他覺得,父親這無情無義,灑脫無邊的性格,大概是遺傳了他那位從未謀麵的奶奶。
不過,蔣老頭這時喃喃道:“但你爺爺後來偶然一次提起過,說得到過她的消息。改嫁了,現在如果活著,已經八十多歲了。”
蔣利愷嘀咕:“還能活著嗎?”
“活不活跟我什麽關係。我可不想這個年紀了,還要孝敬什麽老人家,何況我跟她又不熟。”

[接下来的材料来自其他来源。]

PR #6069, opened 2024-06-18
SALTO-5383: (Jira) prevent deploying portal groups with an non-unique name field

SeggevHaimovich:
Some types have fields that should be unique in the cross-environment.
Created a CV in the adapter-components to verify uniqueness of a specific field in a specific type.
Used it in Jira with the types: issueType, portalGroups

---

---
_Release Notes_: 
Jira-adapter:
* prevent deploying portal groups with an non-unique name field

---
_User Notifications_: 
_None_


IdoZakk:
Minor typo in the release notes comment- use `a non-unique`

packages/adapter-components/src/deployment/change_validators/unique_fields.ts
```diff
@@ -0,0 +1,116 @@
...
+): (ModificationChange<InstanceElement> | AdditionChange<InstanceElement>)[] =>
+  changes
+    .filter(isAdditionOrModificationChange)
+    .filter(change => getChangeData(change).elemID.typeName in typeToFieldRecord)
+    .filter(isInstanceChange)
+
+const getFieldValue = (instance: InstanceElement, fieldName: string): string | undefined => {
+  const fieldValue = resolvePath(instance, instance.elemID.createNestedID(...fieldName.split('.')))
+  if (!_.isString(fieldValue)) {
+    log.error('Unique field value is not a string')
```
IdoZakk, line 68: I do not think we need an error here. The user can set the value as a number, which might work with the service. I think a warning can be enough

packages/adapter-components/src/deployment/change_validators/unique_fields.ts
```diff
@@ -0,0 +1,116 @@
...
+  }
+  return getSameUniqueFieldError(change, otherInstance, fieldName)
+}
+
+const getErrorsForType = (
+  typeName: string,
+  instances: InstanceElement[],
+  changes: (ModificationChange<InstanceElement> | AdditionChange<InstanceElement>)[],
+  typeToFieldRecord: Record<string, string>,
+): ChangeError[] => {
```
IdoZakk, line 97: With this amount of inputs variables, it is better to define it as an object

packages/adapter-components/src/deployment/change_validators/unique_fields.ts
```diff
@@ -0,0 +1,116 @@
...
+  )
+  return changesOfType
+    .map(change => getErrorForChange(change, typeToFieldRecord[typeName], fieldValueToInstancesRecord))
+    .filter(isDefined)
+}
+
+export const uniqueFieldsChangeValidatorCreator =
+  (typeToFieldRecord: Record<string, string>): ChangeValidator =>
+  async (changes, elementSource) => {
+    const relevantChanges = getRelevantChanges(changes, typeToFieldRecord)
```
IdoZakk, line 112: You can create a function that is a bit more complicated but will return a map of relevant changes keyed by their type. It will save you the need to get the types and filter per type later on

packages/adapter-components/src/deployment/change_validators/unique_fields.ts
```diff
@@ -0,0 +1,116 @@
...
+  fieldName: string,
+  fieldValueToInstancesRecord: Record<string, InstanceElement[]>,
+): ChangeError | undefined => {
+  const fieldValue = getFieldValue(getChangeData(change), fieldName)
+  if (fieldValue === undefined) {
+    return undefined
+  }
+  const otherInstance = fieldValueToInstancesRecord[fieldValue].find(
+    instance => !instance.elemID.isEqual(getChangeData(change).elemID),
+  )
```
IdoZakk, line 85: You can unite those lines, by adding ? before the `.find`. If you try to get a value of undefined you will get undefined back

IdoZakk (commented):
👍 
Very nice!
See my comments

packages/adapter-components/src/deployment/change_validators/unique_fields.ts
```diff
@@ -0,0 +1,116 @@
...
+    .map(change => getErrorForChange(change, typeToFieldRecord[typeName], fieldValueToInstancesRecord))
+    .filter(isDefined)
+}
+
+export const uniqueFieldsChangeValidatorCreator =
+  (typeToFieldRecord: Record<string, string>): ChangeValidator =>
+  async (changes, elementSource) => {
+    const relevantChanges = getRelevantChanges(changes, typeToFieldRecord)
+    const relevantTypes = _.uniq(relevantChanges.map(change => getChangeData(change).elemID.typeName))
+    const instances = await getInstances(elementSource, relevantTypes)
```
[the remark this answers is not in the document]
SeggevHaimovich: In the getInstances func I return an empty list if the typeNames is with length 0.
If there is no changes the typeNames list is empty

packages/adapter-components/test/deployment/change_validators/unique_fields.test.ts
```diff
@@ -0,0 +1,184 @@
...
+    expect(deletionErrors).toHaveLength(0)
+  })
+  it('should not return error for elements with different types and the same value in the unique field', async () => {
+    elementSource = buildElementsSourceFromElements([relevantInstance1, otherRelevantInstance1])
+    const deletionErrors = await changeValidator([toChange({ after: otherRelevantInstance1 })], elementSource)
+    expect(deletionErrors).toHaveLength(0)
+  })
+  it('should not return an error if the field is undefined or is not a string', async () => {
+    const instance1 = relevantInstance1.clone()
+    instance1.value.uniqueField = undefined
```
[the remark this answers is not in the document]
SeggevHaimovich: I use clone only in 2 tests, I thought it would be inefficient to clone in the beforeEach for all the tests because of that.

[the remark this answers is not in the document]
IdoZakk: No need to clone in the before all, just to set the relevant values. 
You declare the elements in the general scope, and create them in the beforeEach

packages/adapter-components/src/deployment/change_validators/unique_fields.ts
SeggevHaimovich: I think I shouldn't do this because record can have an `undefined` key and it could be risky.
image
WDYT?

packages/adapter-components/test/deployment/change_validators/unique_fields.test.ts
```diff
@@ -0,0 +1,212 @@
...
+    })
+  })
+
+  it('should not return error for removal changes', async () => {
+    const elementSource = buildElementsSourceFromElements([])
+    const changeErrors = await changeValidator(
+      [toChange({ before: relevantInstance1 }), toChange({ before: relevantInstance2 })],
+      elementSource,
+    )
+    expect(changeErrors).toHaveLength(0)
```
IdoZakk, line 88: I think it is clearer and safer to test here against the basic scenario of an existing instance (in the elements source)

packages/adapter-components/test/deployment/change_validators/unique_fields.test.ts
```diff
@@ -0,0 +1,212 @@
...
+        toChange({ after: relevantInstance1 }),
+        toChange({ after: irrelevantInstance1 }),
+        toChange({ after: otherRelevantInstance1 }),
+      ],
+      elementSource,
+    )
+    expect(changeErrors).toHaveLength(0)
+  })
+  it('should not return an error if the field is undefined or is not a string', async () => {
+    const instance1 = relevantInstance1.clone()
```
IdoZakk, line 117: Instead of clone you can override the value of relevantInstance1 and relevantInstance2

packages/adapter-components/test/deployment/change_validators/unique_fields.test.ts
```diff
@@ -0,0 +1,212 @@
...
+      ],
+      elementSource,
+    )
+    expect(changeErrors).toHaveLength(2)
+    expect(changeErrors[0]).toEqual({
+      elemID: instance1After.elemID,
+      severity: 'Error',
+      message: "The field 'uniqueField' in type relevantType must have a unique value",
+      detailedMessage:
+        "This relevantType have the same 'uniqueField' as the instance adapter.relevantType.instance.relevantInstance2, and can not be deployed.",
```
IdoZakk, line 163: While true it is a bit confusing to read, as the "other" instance is instance2After, but the name indicates relevantInstance2.

IdoZakk (commented):
Great 🍏 
Some small comments.
Also, something general about the change validator- 
The practice of taking code into a function in complex logic really helps readability. When done for single use straight forward code segments it makes the code harder to read and longer. With 9 internal functions it was a bit hard to follow

packages/adapter-components/test/deployment/change_validators/unique_fields.test.ts
SeggevHaimovich: I changed the names to: `relevantInstance1After` and `relevantInstance2After`.
Is this clearer?

packages/adapter-components/src/deployment/change_validators/unique_fields.ts
```diff
@@ -0,0 +1,125 @@
...
+    .filter(isInstanceChange)
+  return _.groupBy(relevantChanges, change => getChangeData(change).elemID.typeName)
+}
+
+const createTypeToInstancesRecord = async (
+  elementsSource: ReadOnlyElementsSource | undefined,
+  relevantTypes: string[],
+): Promise<Record<string, InstanceElement[]>> => {
+  const instances =
+    elementsSource === undefined || relevantTypes.length === 0
```
IdoZakk, line 61: If elementsSource is undefined there is no point in running the validator, and also it will be good to log that the validator did not run.
Instead of doing the test at each type and allowing undefined let's check it at the start of the filter and also log if undefined

IdoZakk (approved):
Very good, one small comment, make sure to fix before merge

蔣利愷嘿嘿一笑,“真是要給你弄回來一個媽,你不得瘋啊?”
蔣老頭麵無表情,“那倒也不一定。她要是有權有勢,能讓我繼承一下,勉強也能接受。”
蔣利愷無語凝噎。
這老頭兒……
真夠現實的。
“你都快六十歲的人了,居然還想著繼承家業?”
“哪裏算我的家業?頂多是留給我的。人家嫁了人,有了新的家庭,八十多歲,估計早就曾孫一群了吧?”蔣老頭沒有幻想過母親的樣子。
他甚至不知道,有母親有什麽用。
沒媽媽的他,不也依舊活的很瀟灑嗎?
“我這輩子啊,真就是親情緣薄。”
蔣老頭第一次對自己的人生進行評判:“幼年沒母,中年沒妻,老年無子。”
“我還沒死。”蔣利愷提醒道。
蔣老頭瞥他一眼,“你死沒死又有什麽用處?估計等到我死那天,我都看不見我孫子。”
蔣利愷沉默下來。
他與周等雲的婚事,因為最近這些事,一拖再拖。
“展清要結婚了,你要是想去就去。記得暫且離周等雲遠點。”蔣老頭說。
蔣利愷:“爸,這事兒跟她沒關係。”
“我知道跟她沒關係,但跟她母親有關係。事情不明就單方麵杜絕你們來往,這是什麽長輩?情緒化這麽嚴重的嗎?如果是這樣,你以後的日子也好不到哪裏去。最重要的是,我氣周等雲。”